Why is maintaining more difficult than achieving
something? This also applies to the problem of weight. Admit it, not a few
people who are successful with their diet actually experience conditions like
yo-yo. This means that the weight that has been dropped then goes back up to
its original state, even heavier than before. Losing weight by adjusting your
diet is not easy. In fact, 80% of dieters
are unable to maintain their weight long-term (Hall KD and Kahan S, 2018).
Therefore, maintaining a stable weight after a successful diet needs to be
done. Not only losing weight, going on a diet also has rules and regulations
that must be done to keep the body healthy. One of them is the post-diet process to
keep your weight healthy and stable. so that it is not in vain, after the diet
you must still maintain the weight that has been successfully lowered. There
are so many ways that are suggested by health experts so that the weight does
not jump back after a successful diet.
In maintain weight after diet, choosing healthy foods and staying hydrated is a great method. In website of the Moreland OB-GYN, (2019) writes, “Healthy food is defined as food that provides the nutrients needed to support a healthy body, and get the energy it needs. Water, carbohydrates, proteins, fats, vitamins and minerals are the main nutrients that make up a healthy and balanced diet”. For example, healthy food for diet is fiber rich foods are low in calories and high in fiber. Both of these characteristics contribute to weight management. Also, remember to stay hydrated at all times, as drinking water consistently can help you feel full and increase metabolism, both of which are significant aspects in weight maintenance. Adults who drink 500 mL of water before eating will reduced 13% of the calories in the body (Davy et al., 2008).
Exercise an important role in the weight maintenance after diet because the best exercise can help burn off extra calories and increase metabolism in body (Blundell et al., 2015). Even if your weight is steady. The American College of Sports Medicine, (2006) recommends, exercising 30 minutes a day and an estimated 250 minutes in a week, these activities also contribute to maintaining a higher metabolism, which automatically helps to control weight. Therefore, exercise is important for both weight management and health improvement.
Getting
enough sleep significantly
affects weight control. A good sleep can help maintain weight by
keeping energy levels high and controlling hormones. In fact, about sleeping
time for adults should get sleep 7-9 hours per night (Watson NF, 2019). Those
who slept only a few hours were also restless and less motivated to exercise.

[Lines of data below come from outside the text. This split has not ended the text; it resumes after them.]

PR #6122, opened 2026-08-11
feat(orders): Execute subscription amendments

toommz:
Step 3 of the CPQ execution engine: `subscription_amendment` under `execute_in_lago`.

An amendment restates one plan on a live subscription. Execution routes it through `Subscriptions::CreateService`, the entry point the API and the UI already use for a plan change, so it inherits Lago's own semantics in both directions: a raise or a repricing rotates the subscription now, keeping the `external_id` and the billing anchor, while a reduction keeps the target running and schedules the replacement for the next billing day (`Subscription#downgrade_plan_date`). The negotiated plan is built up front with `Plans::OverrideService` so the dispatch, which compares plan ids before prices, still rotates a repricing of the same catalog plan.

Both the approval gate and the executor inherit from their `subscription_creation` counterparts, since an amendment payload is a creation payload with extra constraints: a single plan, a mandatory ending date, and an active target subscription.

### DIFF
--- a/app/graphql/types/orders/execution_record.rb
+++ b/app/graphql/types/orders/execution_record.rb
@@ -12,6 +12,7 @@ module Types
 
       field :applied_coupon_ids, [ID], null: false
       field :subscription_ids, [ID], null: false
+      field :terminated_subscription_ids, [ID], null: false
       field :wallet_ids, [ID], null: false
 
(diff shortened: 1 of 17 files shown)


mariohd (approved):
Looks good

The hormones leptin and ghrelin are hormone regulators that regulate hunger in
the body, when the body lacks sleep, the hormone leptin increases and the
hormone ghrelin decreases, this causes increased appetite and hunger (Spiegel, 2004)
To succeed in
maintaining an idealistic post diet
physique is consistency. Consistent is the discipline of living a healthy
lifestyle by regulating diet and regular exercise. According to Institute of Medicine
(US) Subcommittee on Military Weight Management (2004) states that,
inconsistency was more likely to cause eating to become more uncontrollable.
And for those who cannot control eating or diet, of course, will result in
weight gain. Maintaining weight loss is easy when you stick to new healthy habits
rather than reverting to your old lifestyle.
Successful weight management requires an ongoing and
lifelong commitment to healthy eating, regular physical activity, and monitoring.
Weight requires self-control, discipline, and a moderate lifestyle. Losing dan
maintaining weight is difficult for everyone. Maintaining an ideal body is very
easy with the right and consistent approach to turning bad habits into good
ones and maintaining your weight after dieting. So, what are you waiting for? Let’s
lose weight together.
Reference
Blundell JE, et al. 2015. Appetite control and energy balance: impact of exercise. Obes Rev. 16
Suppl 1:67-76. Doi: 10.1111/obr.12257. PMID: 25614205.
Davy BM, et al. 2008. Water Consumption Reduces Energy Intake at a Breakfast Meal in Obese
Older Adults. 108(7): 1236-9. Doi : 10.1016/j.jada.2008.04.013.
Donnelly JE, et al. 2009. American College of Sports Medicine. American College of Sports
Medicine Position Stand. Appropriate physical activity intervention strategies
for weight loss and prevention of weight regain for adults. Med Sci Sports
Exerc. 41(2):459-71. doi: 10.1249/MSS.0b013e3181949333.
Hall KD
and Kahan S. 2018. Maintenance of lost weight and
long-term management of obesity. Med Clin North Am.
102(1):183-197. Doi: 10.1016/j.mcna.2017.08.012.
Institute of Medicine (US) Subcommittee on
Military Weight Management. 2004. Weight
Management: State of the Science and Opportunities for Military Programs.
Washington (DC): National Academies Press (US).
Moreland OB-GYN. 2019. Women’s Nutrition: what
is Considered “Healthy Food”, from https://www.google.com/amp/s/www.morelandobgyn.com/blog/womens-nutrition-what-is-considered-healthy-food%3fhs_amp=true.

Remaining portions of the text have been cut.